▶ **TASK DIRECTIONS**: Filter these entries so that only lines with the word "SpoutSpec" remain.

▶ **Items listed in a dataset**:

PR #3010, opened 2019-05-17
STORM-3394 Fix placeholder system bolt filtering for Topology page

dandsager1:
Placeholder system components now filtered by Show/Hide System Stats. Always filters out the **__system** bolt since this is suppressed on the non-placeholder web page.

### DIFF
--- a/storm-server/src/main/java/org/apache/storm/daemon/nimbus/Nimbus.java
+++ b/storm-server/src/main/java/org/apache/storm/daemon/nimbus/Nimbus.java
@@ -4081,7 +4081,7 @@ public class Nimbus implements Iface, Shutdownable, DaemonCommon {
                 setResourcesDefaultIfNotSet(boltResources, entry.getKey(), topoConf);
                 commonStats.set_resources_map(boltResources.get(entry.getKey()).toNormalizedMap());
             }
-            maybeAddPlaceholderBoltAggStats(topoPageInfo, topology);
+            maybeAddPlaceholderBoltAggStats(topoPageInfo, topology, includeSys);
 
             if (workerSummaries != null) {
                 topoPageInfo.set_workers(workerSummaries);
@@ -4145,7 +4145,7 @@ public class Nimbus implements Iface, Shutdownable, DaemonCommon {
     private void maybeAddPlaceholderSpoutAggStats(TopologyPageInfo topoPageInfo, StormTopology topology) {
         if (topoPageInfo.get_id_to_spout_agg_stats().isEmpty()) {
             Map<String, SpoutSpec> spouts = topology.get_spouts();
-            for (Entry<String, SpoutSpec> entry : spouts.entrySet()) {
+            for (String spoutName : spouts.keySet()) {
                 // component
                 ComponentAggregateStats placeholderComponentStats = new ComponentAggregateStats();
                 placeholderComponentStats.set_type(ComponentType.SPOUT);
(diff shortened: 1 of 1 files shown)


storm-server/src/main/java/org/apache/storm/daemon/nimbus/Nimbus.java
```diff
@@ -4176,12 +4176,13 @@ private void maybeAddPlaceholderSpoutAggStats(TopologyPageInfo topoPageInfo, Sto
...
+     * @param includeSys    whether to show system bolts
      */
-    private void maybeAddPlaceholderBoltAggStats(TopologyPageInfo topoPageInfo, StormTopology topology) {
+    private void maybeAddPlaceholderBoltAggStats(TopologyPageInfo topoPageInfo, StormTopology topology, boolean includeSys) {
         if (topoPageInfo.get_id_to_bolt_agg_stats().isEmpty()) {
             Map<String, Bolt> bolts = topology.get_bolts();
-            for (Entry<String, Bolt> entry : bolts.entrySet()) {
-                if (Utils.isSystemId(entry.getKey())) {
+            for (String boltName : bolts.keySet()) {
+                if (!includeSys && Utils.isSystemId(boltName) || boltName.equals("__system")) {
```
HeartSaVioR: `Utils.isSystemId` already covers `boltName.equals("__system")`, so you just need to call `Utils.isSystemId`.

dandsager1: When not using placeholder components, there's some filtering on the **__system** bolt that suppresses it's displaying even when the "Show System Stats" option is selected.

The check for __system is trying to keep the placeholder and non-placeholder output in sync.

I can remove the check if it's decided that's a cleaner way to go.

HeartSaVioR: Is your intention `(!includeSys && Utils.isSystemId(boltName)) || boltName.equals("__system"))`? Then let's add bracket there to clarify the intention.

I'm not sure where you pointed out as `some filtering`, but now I think it may be natural to filter out system bolts, as it runs per executor and the main purpose for now is shipping metrics V1 which tracking these bolts may not give meaningful value.

dandsager1: Added parentheses for clarity

storm-server/src/main/java/org/apache/storm/daemon/nimbus/Nimbus.java
```diff
@@ -4176,12 +4176,13 @@ private void maybeAddPlaceholderSpoutAggStats(TopologyPageInfo topoPageInfo, Sto
...
+     * @param includeSys    whether to show system bolts
      */
-    private void maybeAddPlaceholderBoltAggStats(TopologyPageInfo topoPageInfo, StormTopology topology) {
+    private void maybeAddPlaceholderBoltAggStats(TopologyPageInfo topoPageInfo, StormTopology topology, boolean includeSys) {
         if (topoPageInfo.get_id_to_bolt_agg_stats().isEmpty()) {
             Map<String, Bolt> bolts = topology.get_bolts();
-            for (Entry<String, Bolt> entry : bolts.entrySet()) {
-                if (Utils.isSystemId(entry.getKey())) {
+            for (String boltName : bolts.keySet()) {
+                if ((!includeSys && Utils.isSystemId(boltName)) || boltName.equals("__system")) {
```
Ethanlm: `Constants.SYSTEM_COMPONENT_ID` Is a better instead of `__system`

dandsager1: Changed to use Constants.SYSTEM_COMPONENT_ID

Ethanlm:
We should squash the commits before merge.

▶ **SOLVED EXERCISE**:
             Map<String, SpoutSpec> spouts = topology.get_spouts();
-            for (Entry<String, SpoutSpec> entry : spouts.entrySet()) {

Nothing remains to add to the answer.